Segment Open
PR #2427, opened 2016-05-18
ome-xml: Use language-specific container types for maps

rleigh-dundee:
This makes some (non-breaking) model changes which result in some breaking model (but not metadata) API changes.  The overall aim is to allow the C++ code generation to function; the existing approach was fundamentally incompatible with metadata conversion in terms of having a usable concrete map container instance which could be safely used with get/set methods on the metadatastore to transfer metadata between stores.  It can also be considered to be fixing some historical design warts with the Map model and implementation which clean it up and make the code generator, templates and resulting API saner, and should perhaps have been done at the time we originally introduced these features.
Segment Closed
*Exercise directions:*
Find how many lines of the listing include the word "container", and state that number by itself.

*Finished task:*
2